Taurino C. Lim v. Office of Personnel Management

108 F.3d 1394

NOTICE: Federal Circuit Local Rule 47.6(b) states that opinions and orders which are designated as not citable as precedent shall not be employed or cited as precedent. This does not preclude assertion of issues of claim preclusion, issue preclusion, judicial estoppel, law of the case or the like based on a decision of the Court rendered in a nonprecedential opinion or order.
Taurino C. LIM, Petitioner,
v.
OFFICE OF PERSONNEL MANAGEMENT, Respondent.

No. 97-3068.

United States Court of Appeals, Federal Circuit.

March 10, 1997.

Before CLEVENGER, RADER AND SCHALL, Circuit Judges.

PER CURIAM.

1

Taurino C. Lim petitions for review of the decision of the Merit Systems Protection Board No. SE0831940206-M-1 (October 3, 1996), affirming the reconsideration decision of the Office of Personnel Management that he is not entitled to an annuity under the Civil Service Retirement system. We affirm.

2

* On a previous petition for review by Mr. Lim to this court, we held that he was not entitled to an annuity pursuant to the applicable law in effect when he ceased being a federal employee in 1935. Lim v. Office of Personnel Management, 70 F.3d 129 (Fed.Cir.1995) (table). At the time of our previous decision, this court had not decided whether subsequent laws concerning entitlement to annuities have retroactive effect so as to allow persons such as Mr. Lim who ceased being federal employees before the later enactments, to qualify for annuities under the laws enacted after their time of service. Because that question was open, we remanded Mr.
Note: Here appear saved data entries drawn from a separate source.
Issue #890, opened 2017-09-07
Google BTC to USD feed failing


tzarebczan:
## The Issue
The Google BTC to USD feed is failing because http://finance.google.com/finance/info?q=CURRENCY:BTC doesn't work anymore.  https://www.google.com/finance?q=CURRENCY:BTC does. In the short term, this link needs to be fixed. In the long term, we need to have redundant APIs for all conversion calls. 

Daemon throws: `2017-09-07 11:46:05,375 WARNING  lbrynet.daemon.ExchangeRateManager:69: There was a problem updating USDBTC exchange rate information from Coinbase via Google finance`

Code:
https://github.com/lbryio/lbry/blob/aef31991f9bf2751d5d980b0a2074caf19af1b14/lbrynet/daemon/ExchangeRateManager.py

### Expected behaviour
Price API should work or fall back to backup(s)

### Actual behaviour
Price API call fails

## System Configuration

 

- LBRY Daemon version:
- LBRY App version:
- LBRY Installation ID:
- Operating system:

jackrobison:
A patch release for 0.15.1 (broken latest release) is [here](https://github.com/lbryio/lbry/tree/v0.15.2)

The fix on master is [here](https://github.com/lbryio/lbry/commit/1f4dfe1f933e5da2b677c26e9e81c04eb4ee187a)

PR #891, opened 2017-09-07
Quick Fix Google Finance BTC Feed

MSFTserver:
fix for issue https://github.com/lbryio/lbry/issues/890
seems https://www.google.com/finance/info?q=CURRENCY:BTC doesnt exist anymore and instead dropped the /info from the link and the url works

### DIFF
--- a/CHANGELOG.md
+++ b/CHANGELOG.md
@@ -20,7 +20,7 @@ at anytime.
 
 ### Fixed
   * Fixed uncaught error when shutting down after a failed daemon startup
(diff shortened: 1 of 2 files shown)


jackrobison:
Thanks, although unfortunately they also changed the response format. Rather than wrestling with this I just dropped the usage of google finance in favor of the lbry.io api. 

Here's the [patch](https://github.com/lbryio/lbry/commit/12e938aa17f2557d4c7f7f4ae41964f5c6d71b14) for 0.15.2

Lim's case to the Board for a determination of whether on his record he would qualify for an annuity under current law. Id.

II

3

After our remand, this court decided that current laws concerning annuities do not have retroactive effect. Avila v. Office of Personnel Management, 79 F.3d 128, 131-32 (Fed.Cir.1996). Consequently, on remand in this case, the Board held that Mr. Lim could not establish entitlement to an annuity under the current law, and, since he failed to establish entitlement under the law in effect at the time he ceased being a federal employee, the Board affirmed OPM's decision denying Mr. Lim's application for an annuity.

III

4

We must affirm the decision of the Board unless it is arbitrary, capricious, an abuse of discretion, otherwise not in accordance with law, obtained by procedural error or unsupported by substantial evidence. 5 U.S.C. § 7703(c) (1994). The decision of the Board in this case is none of those things. Mr. Lim recognizes the insurmountable hurdle created for him by our decision in Avila, which he seeks to avoid by describing that decision as unpublished and therefore not binding on us. Avila, to the contrary, is binding and applicable precedent which precludes Mr. Lim from showing whether his previous record would qualify him for an annuity under current law. We have no choice but to affirm the decision of the Board.